Zimbabwe’s government has said it will fire up to 25,000 civil servants in an attempt to rein in government spending, while those keeping their jobs won’t receive end of year bonuses for the next two years.

Check also: Zimbabweans show support for Robert Mugabe in ‘Million-Man March’

Patrick Chinamasa, the finance minister, said on Friday that the government was struggling to pay civil servants, with their salaries reportedly eating up 96.8 percent of the annual budget.

Zimbabwe is still struggling!

“The economy is facing strong headwinds, with major challenges being experienced than what the 2016 national budget anticipated,” Chinamasa was quoted by the AFP news agency as saying.

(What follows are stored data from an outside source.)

Issue #517, opened 2026-09-10
streamable_http backend: initialize lacks protocol version negotiation fallback (400 vs servers supporting <= 2025-06-18)


luochen1990:
## Environment

- mcp-gateway 3.5.0 (nixpkgs build)
- Backend: `https://mcp.docs.astro.build/mcp` (official Astro docs server, `streamable_http: true`)

## Symptom

The backend never becomes healthy. Health probe fails in a tight loop (every ~10s, each cycle logs `Health probe failed; rebuilding transport` → `Starting backend transport` → fail again):

```
WARN mcp_gateway::gateway::server: Health check failed backend=astro-docs error=Transport error: HTTP 400 Bad Request: {"jsonrpc":"2.0","error":{"code":-32000,"message":"Bad Request: Unsupported protocol version (supported versions: 2025-06-18, 2025-03-26, 2024-11-05, 2024-10-07)"},"id":null}
```

## Analysis

The streamable HTTP client sends the latest spec version (2025-11-25, per #73) in `initialize`. The Astro server only supports up to **2025-06-18** and rejects with HTTP 400, listing its supported versions in the error body.

Per the MCP spec's version negotiation, when a server responds with 400 + supported versions, the client **should retry with a mutually supported version** instead of failing permanently. The gateway appears to have no such fallback, so any backend server that is a few spec revisions behind can never connect.

Notably `https://mcp.docs.astro.build/mcp` works fine when driven directly with `initialize (2025-06-18) → notifications/initialized → tools/list` (it's stateless — no session header returned), so this is purely the negotiation gap on the gateway side.

## Suggested fix

On `initialize` failure with 400 + `supported versions` in the body, parse the list, pick the newest mutually supported version (fall back through 2025-06-18 / 2025-03-26 / 2024-11-05), and retry. Persist the negotiated version per backend for the transport's lifetime.

A related observation (happy to file separately if preferred): `/health` reports `backends.all_healthy: true, count: 8` while this backend's probe was failing continuously — the aggregate seems not to account for the failing backend.

Thanks for the great gateway — the multi-backend + auth-key model has been working very well for us.

luochen1990:
Update after testing: **v3.5.1 does not fix this** (ran the v3.5.1 linux binary against `mcp.docs.astro.build` with our config — same tight failure loop, no "retrying with negotiated version" log line).

## Refined root cause

The negotiation fallback added in v3.5.1 only triggers on a **JSON-RPC error response**:

[...]

PR #521, opened 2026-09-10
fix(idempotency): release a provably pre-dispatch failure and bind the key to its caller

MikkoParkkola:
## Scope

Release-4.0.0 readiness work on the MIK-7272 revision surface: the idempotency
release-versus-settle decision, the identity binding of the idempotency key, and
the criteria-ledger bookkeeping that scores them.

## What lands

- `SUB.4` — a transport failure that provably never left the origin releases the
  idempotency key; every other shape settles terminally. The evidence is a
  redirect counter sampled either side of `send()`, not the error's URL, which
  reqwest back-fills with the original request URL on the error path and so
  cannot distinguish a followed hop. `Error::TransportConnect` via
  `safe_request_error_for` (`src/security/http_diagnostics.rs:88`).
- `SUB.4`'s prerequisite — the idempotency key now binds the calling principal.
  The client-supplied key is length-prefixed so a caller cannot forge another
  caller's key by embedding a delimiter.
- Criteria ledger, blocking rollup and readiness board updated to match source.

## Verification

`cargo test --all-targets`: 4985 passed, 0 failed across 65 binaries.
`cargo clippy --all-targets -- -D warnings` and `cargo fmt --check` clean.

## Known red: `tests/mik_7272_sub2b_acs.rs`

Three acceptance rows for `SUB.2b` are committed and failing by design — they
were written first and the implementation is not in this branch. CI will be red
on them. They are the last blocking row in the release ledger
(`146 criteria, 186 rows, 185 met or non-blocking, 1 blocking`).

`SUB.2b` needs three separate pieces, documented in
`docs/requirements/RELEASE-4.0.0-blocking-rollup.md`:

1. The SSE body is read whole by `response.text().await`
   (`src/transport/http/mod.rs:1373`), so a notification cannot be emitted
   before the result it must precede. A streaming read replaces it.
2. The stdio serve loop awaits each dispatch inline
   (`src/gateway/server/mod.rs:1696`, `dispatch_single_with_sink` at `:1737`),
   so a second call cannot be read while the first is in flight.
3. No per-request sink carries a notification to the client ahead of the
   response.

Draft until those land.


MikkoParkkola:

He said the government also ran up a $623m budget deficit in the first six months of 2016 and warned it could widen to $1bn by the end of the year.

“The outlook points to a situation where projected revenues fall short of meeting employment costs, leaving no room for expenditure on operations and maintenance as well as capital projects.”

“The last time the Finance Minister tried to impose such drastic measures, President Robert Mugabe came out to reassure Zimbabweans that no one would be fired and that the money would come from somewhere,” Al Jazeera’s Haru Mutasa, reporting from the capital Harare, said.

“But economists are saying Mugabe is serious under pressure to fix the ailing economy.” Anger over high unemployment and cash shortages has led to violent protests in the past month.

Despite Mugabe’s record of deploying the security forces to crush public dissent, a one-day strike in July, called by trade unions and Christian pastor Evan Mawarire, shut down offices, schools and some government departments.

Mugabe has repeatedly vowed to fight back, with threats of cracking down on protest leaders.

Police last week banned protests in the capital for two weeks as a coalition of opposition parties planned street marches to press for reforms ahead of the next general election in 2018.

Mugabe, 92, has held power since the country’s independence from Britain in 1980. He is increasingly under pressure from opponents, as well as his war veterans allies, who last month called him as a dictator and called on him to step down.